Start of INFORMATION PROVIDED

PR #1335, opened 2026-06-04
Remove PortMidi and use MidiEmu unconditionally and significantly improve beat and midi timings in turn

dgruss:
This PR removes the PortMidi/MIDI backend selection path and makes the built-in MidiEmu output path unconditional.

- Removed PortMidi/PortTime config flags, configure options, package deps, and unit includes.
- Deleted unused PortMidi bindings and obsolete MIDI component files/docs.
- Removed `UseMidiEmu`, `UsePortMidi`, `UseMIDIPort`, and related MIDI backend conditionals.
- Kept MIDI file/editor support through `MidiFile`, `MidiCons`, and `midiemu`.
- Reworked Windows MIDI input to a minimal note-on input path for editor key presses.
- Route editor preview beat clicks and MidiEmu note cues through one scheduled MidiEmu stream for identical cue timing.
- Replaced the removed rimshot sample with a synthetic MidiEmu click used by editor previews and sing beat/click assist.
- Tuned MidiEmu note attack towards a sharp (<2ms to peak), small-electric-organ-like sustained response.
- Cleaned up obsolete editor draw-loop MIDI/click timing state.


src/lib/midiemu/MidiAudioSourceStream.pas
```diff
@@ -55,6 +56,35 @@   TMidiAudioSourceStream = class(TAudioSourceStream)
...
+  PianoReleaseTime = 0.080;
+  PianoGain = 0.58;
+  PianoSilenceLevel = 0.0004;
+
+function PianoEnvelope(Age: Double): Double;
+begin
+  if Age < PianoAttackTime then
+    Result := Age / PianoAttackTime
+  else
+    Result := Exp(-(Age - PianoAttackTime) / PianoDecayTime);
```
s09bQ5: I don't like this. Our goal should not be to sound like an expensive instrument, but to provide a sound that helps people identify the exact length of a tone. In my opinion a percussive organ is better suited for our purpose than a piano.

s09bQ5:
In my opinion the biggest drawback of our synthesizer is the inexact timing. This is far worse than the klicking sound due to the missing decay.

src/lib/midiemu/MidiAudioSourceStream.pas
dgruss: I found it much easier to hear the midi notes on some songs with the piano like sound

dgruss:
I intentionally kept the piano style sound as a separate commit.
The piano has a more powerful start, easier to hear over a music track. 

the timing of this is much better than the actual midi before.

src/lib/midiemu/MidiAudioSourceStream.pas
dgruss: Before it sounded more like a banjo...

s09bQ5:
The decay is what I don't like. In a percussive organ only the overtones decay. The fundamental frequency does not.

> the timing of this is much better than the actual midi before.

There is nothing in this PR to improve the timing. Midi events are still quantized to ReadData intervals.

dgruss:
> There is nothing in this PR to improve the timing. Midi events are still quantized to ReadData intervals.

Based on testing in windows. Multiple systems where actual midi has audibly worse timing.

src/lib/midiemu/MidiAudioSourceStream.pas
dgruss: changed that now

dgruss:
i addressed the timing issues (organ + timing like beats)

dgruss:
@s09bQ5 the quantization is now gone, it uses the same timing as the beat clicks. However, this is not perfect either. On my system many beat clicks (and now also midi notes) are skipped without #1109! With #1109 it works very fine.

But then again #1109 is open since half a year despite bug reports from other users as well, and confirmation that #1109 fixes the issue for them and I don't know if or when it will be merged, but this might be a good time to consider that one again.

barbeque-squared:
Just a quick comment, I'll try to look more in-depth later: I hard agree with s09bQ5 here that I vastly prefer the current "monotone" sound on Linux over that of the sort-of piano on Windows (I tested it once at some point to verify Midi still worked on Windows). Main reason is absolutely the _length_, because people do still love to produce txts of 3 beats note - 1 beat gap - 3 beats note - etc.

The other thing I immediately noticed is just how much easier the "monotone" sound is to hear. The piano becomes completely indistinguishable if the actual song happens to have beats (or worse: an actual piano) at the same time of the note starts, whereas the monotone doesn't care. And of course, some people will line up the midi piano with the music piano, which creates garbage txts for words that start with `f` or `s` or `schr` etc.

The monotone can act more like a bleep/censor filter, where you just don't want to hear the vowels.

dgruss:
Agreed, and I think this is addressed in the latest version. I moved away from the piano-like envelope based on @s09bQ5 suggestion to use an organ-ish sound: Only some upper harmonics have a short percussive/organ-ish onset, which is great to hear when a note starts. The main part of the note stays stable for the entire note duration.

So the goal is not to sound like a piano/instrument, but more like an editor cue/bleep that tells the user where the note starts while also sustaining the sound for the full note length. It should sound pretty monotone on longer tones now.

dgruss:
@s09bQ5 if you find the time, please take another look. The editor preview timing is now unified: beat clicks and MidiEmu notes are scheduled into the same audio stream, so they use the same sample clock instead of separate draw-loop timing paths.

I also removed the old beat-click wav sample and replaced it with a synthetic MidiEmu click, so we no longer depend on the external rimshot asset + the beat click timing should be more precise with this as well (and the occasional skipping is resolved with this as well).

If we merge this PR, I think these PRs are obsolete:
- #1267 -- we don't need the legacy midi commands anymore, the audio stream in this PR is already correctly volume-controlled
- #1109 -- the problem just does not exist anymore with this PR

s09bQ5:
Didn't look at the code yet, but it sounds great!

dgruss:
with this we would also not need #1109 anymore. it is the better alternative to #1109.

dgruss:
@s09bQ5 did you find the time to look at this one?

dgruss:
refactored into a better 4-commit chain, that makes it easier to review the different parts

PR #1336, opened 2026-06-04
Bootstrap Windows runtime files during local make builds

dgruss:
Windows builds currently depend on generated runtime files that are not tracked in the repository. After `src/config-win.inc` moved out of the repository, local Windows builds fail unless developers manually pulled the DLL archive and extracted both the runtime DLLs and config include. This was already a problem with the DLLs before but they could be copied from any copy of the game or the release zip. The `config-win.inc` not, so the problem got worse and we should address this.
The solution is to make the local `make` path follow the same dependency bootstrap as CI. The CI already performs the bootstrap steps.

## Changes
- add `dldlls.py --ensure` to download and extract the Windows DLL bundle plus `src/config-win.inc` when missing
- run the helper before Windows `.exe` builds from `src/Makefile.in`
- reuse the same helper in GitHub Actions instead of separate `7z` extraction commands
- document the local Windows build behavior

### DIFF
--- a/.github/workflows/main.yml
+++ b/.github/workflows/main.yml
@@ -30,6 +30,7 @@ jobs:
             git
             make
             pkgconf
+            python
             mingw-w64-x86_64-gcc
             mingw-w64-x86_64-tools
       - name: Install Dependencies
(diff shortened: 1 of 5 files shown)


dgruss:
inconvenient for people new to the project -> not relevant for now

PR #1337, opened 2026-06-05
Fix Score Screen Regression

complexlogic:
#1090 was merged to fix the issue in #1030 about the avatar frames being the wrong color on the second screen. It did fix the avatar frames, but introduced a regression in the glass score box, which now appear to "glow" with the player's color (see screenshot).

The method introduced in #1090 to adjust the avatar frame color was flawed and unnecessarily complex. It does not fix the root cause of #1030, which is a bug in the texture loading logic. Instead, it attempts to adjust the color of the player textures on every draw by looking up the player's color, but it does not distinguish between textures which are supposed to be set to the player's color from those that are not (e.g. the glass score box).

The first commit in this PR reverts #1090, and the second commit implements a proper fix for #1030 at its root, when the player textures are loaded.

screenshot0001

### DIFF
--- a/src/screens/UScreenScore.pas
+++ b/src/screens/UScreenScore.pas
@@ -597,7 +597,6 @@ begin
           and with Texture type colorized
           also we don't need to swap for one player position }
         if (P <> 1) and
-           (Theme.Score.PlayerStatic[P, I].Typ = Texture_Type_Colorized) and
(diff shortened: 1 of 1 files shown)


dgruss:
I did not notice the glow over months now, but that makes sense.

Ah, this bug only occurs on 2 screen setups.

bohning (approved):

PR #1339, opened 2026-06-05
Fully respect `-Screens` command line parameter

complexlogic:
When the `config.ini` file has `Screens=1` set, but you pass `-Screens 2` on the command line, the game uses 2 screens as expected, however:
- On the sing screen, it does not use the dual screen layout for 4 and 6 players. It uses the single screen layout but just duplicates it on the second screen
- It causes very bizarre glitches on the score screen (see screenshot below)

The reason this happens is because many areas of the code refer to `Ini.Screens` instead of `UGraphic.Screens`. The [code](https://github.com/UltraStar-Deluxe/USDX/blob/738ad36f203001c6b451ad99318980440e4d8251/src/base/UGraphic.pas#L665-L668) gives priority to `-Screens` if it was passed on the command line, overriding whatever is set in the `config.ini`.

We should not be referencing `Ini.Screens` in the main game logic.
screenshot0004

### DIFF
--- a/src/base/UDraw.pas
+++ b/src/base/UDraw.pas
@@ -437,7 +437,7 @@ begin;
 
   if PlayersPlay = 4 then
   begin
-    if (Ini.Screens = 1) then
+    if (Screens = 2) then
     begin
       if ScreenAct = 1 then
       begin
@@ -471,7 +471,7 @@ begin;
 
   if PlayersPlay = 6 then
   begin
-    if (Ini.Screens = 1) then
+    if (Screens = 2) then
     begin
       if (CurrentSong.isDuet) then
       begin
@@ -1249,7 +1249,7 @@ begin
   begin
     if (ScreenSing.settings.NotesVisible[0]) then
     begin
-      if (Ini.Screens = 1) then
+      if (Screens = 2) then
         SingDrawNoteLines(Nr.Left, Skin_P1_NotesB - 105, Nr.Right, 15)
       else
       begin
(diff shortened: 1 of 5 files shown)


bohning (approved):

bohning (approved):

barbeque-squared:
I was wondering why the [code](https://github.com/UltraStar-Deluxe/USDX/blob/738ad36f203001c6b451ad99318980440e4d8251/src/base/UGraphic.pas#L665-L668) you linked also did `Screens := Params.Screens + 1`, since you're giving 2 on the command line. Of course, I forgot for a moment that the [Command line parsing](https://github.com/UltraStar-Deluxe/USDX/blob/738ad36f203001c6b451ad99318980440e4d8251/src/base/UCommandLine.pas#L226-L239) is also its own special hell (you will like the `Depth` one too)

Obviously we can refactor the internals however we want, but there's not really any point with the Ini being 0-based. Seriously, _why_ is the Ini 0-based?

It's possible I was the one that introduced this as a regression (though it would have been introduced years ago at this point) or perhaps it has always been this way, but then do we really need to keep this option around at all?

(I'm not disagreeing with this PR being merged btw, a fix is a fix and it's also a million times nicer to be able to `if (Screens = 2)`, I just wanted to float the idea of whether we need this command line option _at all)

complexlogic:
The INI is 0-based because it refers to the index of the string array that holds the options. So the Ini.Screens array is `('1', '2'`). So when Ini.Screens is 0, it resolves to string type '1', and when Ini.Screens is 1, it resolves to string type '2'. I agree this is kind of confusing.

Whoever wrote that command line parsing code for `-Screens` probably just wanted to keep common values with `Ini.Screens`. Since we always use `UGraphic.Screens` in the main code now, we could probably refactor that in a future PR to make it less confusing.

For me, the `-Screens` command line parameter is very convenient for development/testing purposes, so you don't have to manually edit the config file; this option is not exposed in the in-game options UI. The reason why I submitted this is because I have to test that dual screen works for 1296, but I've never used dual screen in a real gameplay session.

PR #1341, opened 2026-06-16
MacOS: Build OpenCV CWrapper as Static Library

complexlogic:
In https://github.com/UltraStar-Deluxe/USDX/pull/1296#issuecomment-4709354500 @bohning reports that Git is tracking `src/lib/openCV3/libopencvwrapper.dylib` as a changed file on macOS.

For some reason in #1243 a decision was made to build the OpenCV CWrapper as a dynamic library on macOS. This doesn't make sense and it added unnecessary complexity to the build system.

This PR changes the CWrapper to build as a static library on macOS like it does on Linux, and removes the unneeded Mac-specific build system code.


s09bQ5:
While I don't think that building the wrapper as a shared library should be the only option, it does have a benefit: With a shared library we no longer have to add --copy-dt-needed-entries in configure.ac, since we can use $CXX to link ApiWrapper.o.

complexlogic:
But that is a workaround needed for Linux only, correct? It should not be needed for Mac.

s09bQ5:
Then how does macOS know to dynamically link libstdc++ (or whatever its equivalent is called on macOS) to resolve the calls to new and delete?

complexlogic:
That's a good question. I guess the Apple linker is able to handle it without needing any extra flags.

The configure check for `--copy-dt-needed-entries` fails on macOS:
```
checking whether FPC supports -k"--copy-dt-needed-entries"... no
```
so the linker flag is not passed to FPC:
```
fpc -Px86_64 -k"-macos_version_min 10.8 -undefined dynamic_lookup -headerpad_max_install_names -L/usr/local/Cellar/ffmpeg/8.1.1/lib -L/usr/local/Cellar/portaudio/19.7.0/lib -L/usr/local/Cellar/sdl2_image/2.8.12/lib -L/usr/local/lib -L/usr/local/opt/freetype/lib" -Fi../src/lib/JEDI-SDL/SDL/Pas -Fu. -FU../build/fpc-x86_64-darwin -Fl../src/lib/openCV3 -o../game/ultrastardx ultrastardx.dpr
```
but the game compiles successfully anyway.

A quick web search shows that `--copy-dt-needed-entries` is a GNU-specific flag with no equivalent on macOS.

dgruss:
Would these also need to be changed?

https://github.com/UltraStar-Deluxe/USDX/blob/cwrapper/src/Makefile.in#L171

https://github.com/UltraStar-Deluxe/USDX/blob/cwrapper/src/lib/openCV3/opencv_types.pas#L36

also there are `external libopencvwrapper` declarations in multiple files that might change as well.

dgruss:
when i did #1243 one challenge was that i am not a mac user and several versions i believed should work, did not immediately work (the webcam did not work then) for the mac users that tested it. how about this PR, I don't know who is a mac user and who is not?

barbeque-squared (approved):

PR #62, opened 2016-11-23
Use meetup-web-mocks testUtils

sadafie:
remove methods that were moved to meetup-web-mocks and update pkg

Fixes https://meetup.atlassian.net/browse/WP-98

### DIFF
--- a/CHANGELOG.md
+++ b/CHANGELOG.md
@@ -1,3 +1,16 @@
+## [0.9]
+
+- **Removed** - Many of the shared methods in `src/util/testUtils`
+now are in the `meetup-web-mocks` repo
+- **Change** - Use the `meetup-web-mocks` repo for testUtil methods,
+e.g.,
+
+```js
+import {
+  createFakeStore,
+} from 'meetup-web-mocks/lib/testUtils';
+```
+
 ## [0.8]
 
 - **Change** - `API_SUCCESS` now returns a `meta` prop that contains the `csrf`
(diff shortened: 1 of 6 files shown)


sadafie:
I'm pretty sure we would consider this a breaking change since `mup-web` would break if the pkg is updated. 

i'm going to make a corresponding update in the `mup-web` repo.

mmcgahan:
Any reason not to move the rest of `testUtils` over to the mocks repo? Sort of a fine line between what is an isn't included, and the stuff that has been left in the platform repo isn't really platform-specific.

mmcgahan:
Breaking changes need a bump in the minor version number in `Makefile`, and an entry in `CHANGELOG` to indicate what a consumer app needs to do to upgrade

sadafie:
> Any reason not to move the rest of testUtils over to the mocks repo? Sort of a fine line between what is an isn't included, and the stuff that has been left in the platform repo isn't really platform-specific.

The rest seemed app server specific utilities that consumer apps wouldn't/don't use? It would also introduce Hapi, Cookie, rxjs, etc. dependencies. If we think it's better to move the whole thing I can, but if it does make sense to keep them separate, maybe it's just a naming conflict/confusion and I can rename one of the files.

mmcgahan:
That makes sense - let's see how it goes with keeping them separate. Definitely don't want to overload the dependencies for something as 'simple' as a mocks lib

PR #64, opened 2016-11-23
WP 92 Log API request+response data

mmcgahan:
**Blocked by #63 - this branch contains those changes**

This should make it easier to debug unexpected API responses

From the new `docs/api-proxy.md`:

---

### Debugging API requests/responses

The server log will show data about the Meetup API requests it generates in
response to incoming queries, although it will truncate the `body` of the
response to 256 characters, which should be sufficient to see the cause of
API errors:

```
2016-11-23 22:56:41.901, [request,api,info] data: {
  "request": {
    "query": {
      "id": "self"
    },
    "pathname": "/2/member/self",
    "method": "get"
  },
  "response": {
    "elapsedTime": 722,
    "body": "{\"service_status\":{\"status\":\"ok\"},\"org_badge\":false,\"categories\":[{\"id\":242,\"shortname\":\"outdoors-adventure\",\"name\":\"???chapter_meta_cat.outdoors-adventure.name???\",\"sort_name\":\"???chapter_meta_cat.outdoors-adventure.name???\",\"photo\":{\"id\":450131943,\"highr..."
  }
}
```

To see the full body of the response, you might be able to inspect network
traffic using something like Charles proxy.


sadafie:
@mmcgahan is there a dependency between this and #63 ? The diffs look similar so I'm not sure what I should be looking at?

mmcgahan:
> @mmcgahan is there a dependency between this and #63 ?

Yup, sorry. `Prelim` added.

src/apiProxy/api-proxy.js
```diff
@@ -344,13 +368,14 @@ export const makeApiRequest$ = (request, API_TIMEOUT, duotoneUrls) => {
...
 			makeExternalApiRequest(request, API_TIMEOUT);
 
-
-		request.log(['api', 'info'], `REST API request: ${requestOpts.url}`);
-		return request$(requestOpts)
-			.map(parseApiResponse(requestOpts.url))                   // parse into plain object
-			.map(parseLoginAuth(request, query))     // login has oauth secrets - special case
-			.map(apiResponseToQueryResponse(query))  // convert apiResponse to app-ready queryResponse
-			.map(setApiResponseDuotones);            // special duotone prop
+		return Rx.Observable.defer(() => {
```
sadafie: ah gotchya makes sense

PR #65, opened 2016-11-24
WP 97 track logout

mmcgahan:
This adds a `trackLogout` call to `trackApi` when `logout` is in the request querystring.

There's also some related cleanup to the tracking code to remove the unnecessary return values that prevent making multiple tracking calls from `trackApi`, and refactoring the tests to account for the lack of return values.

Also some consolidation of the redundant `request` definitions in the tracking tests to make it more explicit what request conditions are being tested.


mattkime:
lgtm

PR #67, opened 2016-11-28
WP 75 encrypt auth cookies

mmcgahan:
This was sort of an experimental security improvement, but it works well and provides a solid base for applying encryption to our current auth-related cookies and any secret-related cookies that we might want to pass around in the future.

The 'breaking' part of the update is that it requires a new random string environment variable: `COOKIE_ENCRYPT_SECRET`. When we update mup-web, we'll need to add this secret through kubernetes.

### DIFF
--- a/src/util/authUtils.test.js
+++ b/src/util/authUtils.test.js
@@ -1,0 +1,36 @@
+import {
+	// applyAuthState,
+	applyServerState,
+	// configureAuthState,
+	// removeAuthState,
+} from './authUtils';
+
+describe('applyServerState', () => {
+	const serverWithState = {
+		state: () => {},
+	};
+	it('calls server.state for each auth cookie name', () => {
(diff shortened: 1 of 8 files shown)


src/util/authUtils.test.js
```diff
@@ -0,0 +1,36 @@
+import {
+	// applyAuthState,
```
sadafie: commented out imports

mmcgahan: yeah, these need tests, so it's sort of a TODO but I didn't want to junk up this branch with unrelated tests - would you prefer the commented lines be removed or is it alright to leave them here as an indication that there are untested functions in authUtils. I'll go ahead and make a follow-up task

sadafie: ah okay. totally fine, just wasn't sure!

PR #68, opened 2016-11-29
WP 81 validate /api requests

mmcgahan:
In order to make the `/api` endpoint a bit more secure, this PR adds payload validation, which requires separating the `POST` route handler from the `GET/DELETE/PATCH` route handler.

Validation happens at two levels:

1. Only known querystring/post-body keys are allowed (`queries`, `metadata`, `logout`) - only `queries` is required.
2. The JSON-parsed `queries` value must be an array of query objects.

There's also a new `validation` module where we can start building up a set of validation schemas for use throughout the server code.

### DIFF
--- a/src/apiProxy/api-proxy.js
+++ b/src/apiProxy/api-proxy.js
@@ -9,6 +9,9 @@ import { duotoneRef } from '../util/duotone';
 import {
 	applyAuthState,
 } from '../util/authUtils';
+import {
+	querySchema
+} from '../util/validation';
 
 const parseResponseFlags = ({ headers }) =>
 	(headers['x-meetup-flags'] || '')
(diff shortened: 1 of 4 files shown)


mattkime:
i'm a bit confused about what kind of vulnerability this is addressing. could you describe the security concern?

mmcgahan:
The main principle is that this validation check prevents mal-formed requests from touching the `/api` router `handler` function at all because validation happens before Hapi does any deeper parsing of the incoming request, so it prevents some types of attacks from ever running code that could touch a database or an authorization endpoint, etc. It's a "best practice" update.

It's mainly a prevention of hypothetical attacks - e.g. if a Hapi security vulnerability was discovered that crashed the server when you requested `/api?foo=bar`, this would (likely) prevent our server from crashing. In a general sense, this setup is sort of like a type declaration, where the endpoint declaratively specifies what requests it will respond to, providing additional assurance that the requests are coming from a source that is configured to work with this endpoint.

There might even be some DDoS benefits for the same reason, but I'm not sure.

PR #70, opened 2016-11-29
WP 95 allow queries to specify API endpoint - deprecate apiConfigCreators

mmcgahan:
The API-agnostic benefit of the `apiConfigCreators` module introduces more dev burden than it alleviates for many/most API calls. Instead, the PR allows queries to specify the `endpoint` value directly, and passes through the query's `params` to the API unmodified. This requires engineers to have a bit more familiarity with the spec of the Meetup API endpoints they are using and may introduce some redundancy for different queries accessing the same endpoint, but it does help encapsulation and allows product development to move faster within the consumer app, without having to worry about whether the platform supports a particular endpoint through `apiConfigCreators`

### DIFF
--- a/src/apiProxy/api-proxy.js
+++ b/src/apiProxy/api-proxy.js
@@ -91,15 +91,12 @@ export const parseApiResponse = ([response, body]) => {
  */
 export function queryToApiConfig({ endpoint, type, params, flags }) {
 	if (!endpoint) {
-		const configCreator = apiConfigCreators[type];
-		if (type in configCreator) {
+		if (!(type in apiConfigCreators)) {
 			throw new ReferenceError(`No API specified for query type ${type} and no endpoint provided`);
 		}
-
-		return {
-			...configCreator(params),  // endpoint, params
-			flags,
-		};
+		const baseConfig = apiConfigCreators[type](params);
+		endpoint = baseConfig.endpoint;
+		params = baseConfig.params;
 	}
 	return {
 		endpoint,
--- a/src/apiProxy/api-proxy.js
+++ b/src/apiProxy/api-proxy.js
@@ -91,6 +91,10 @@ export const parseApiResponse = ([response, body]) => {
  */
 export function queryToApiConfig({ endpoint, type, params, flags }) {
 	if (!endpoint) {
+		console.warn(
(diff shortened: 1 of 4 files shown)


eilinora:
LGTM!

mmcgahan:
@akdetrick @sadafie I'd like to get your eyes on this when you get the chance just to make sure it jives with how you think the query system can/should work

sadafie:
Sorry, I don't work Wednesdays, so just getting around to this. I'll leave any comments/questions even though it's merged already, and we can have an offline conversation if needed. thanks!

src/apiProxy/api-proxy.js
```diff
@@ -89,13 +89,22 @@ export const parseApiResponse = ([response, body]) => {
  * @param {Object} query a query object from the application
  * @return {Object} the arguments for api request, including endpoint
  */
-export function queryToApiConfig({ type, params, flags }) {
-	const configCreator = apiConfigCreators[type];
-	if (!configCreator) {
-		throw new ReferenceError(`No API specified for query type ${type}`);
+export function queryToApiConfig({ endpoint, type, params, flags }) {
+	if (!endpoint) {
```
sadafie: can we log `type` or `ref` so we know which api needs updating? Also, I wouldn't mind a ToDo to remove this code in future minor versions?

src/apiProxy/apiConfigCreators.js
```diff
@@ -4,6 +4,7 @@
  * API
  *
  * @module apiConfigCreators
+ * @deprecated
```
sadafie: is this entire module deprecated now?

mmcgahan: The entire module is deprecated, but I wanted to leave it around until our current apps (mup-web, admin-web, starter) have refactored their queries to not need it. Since a few people are using the `npm link` method of making updates to the platform alongside app changes, I didn't want them to get in a confusing state where this had disappeared from `master` before they were ready - I'll do followups in the next sprint to change over those apps

src/apiProxy/api-proxy.js
mmcgahan: good call - will probably push that update straight to `master` since it's simple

End of INFORMATION PROVIDED

TASK DESCRIPTION: Please give an exact copy of the entries above, from the line with "Windows builds currently" down to the line with "-30,6 +30,7 @@", inclusive, and nothing else.

ANSWER SECTION:
Windows builds currently depend on generated runtime files that are not tracked in the repository. After `src/config-win.inc` moved out of the repository, local Windows builds fail unless developers manually pulled the DLL archive and extracted both the runtime DLLs and config include. This was already a problem with the DLLs before but they could be copied from any copy of the game or the release zip. The `config-win.inc` not, so the problem got worse and we should address this.
The solution is to make the local `make` path follow the same dependency bootstrap as CI. The CI already performs the bootstrap steps.

## Changes
- add `dldlls.py --ensure` to download and extract the Windows DLL bundle plus `src/config-win.inc` when missing
- run the helper before Windows `.exe` builds from `src/Makefile.in`
- reuse the same helper in GitHub Actions instead of separate `7z` extraction commands
- document the local Windows build behavior

### DIFF
--- a/.github/workflows/main.yml
+++ b/.github/workflows/main.yml
@@ -30,6 +30,7 @@ jobs:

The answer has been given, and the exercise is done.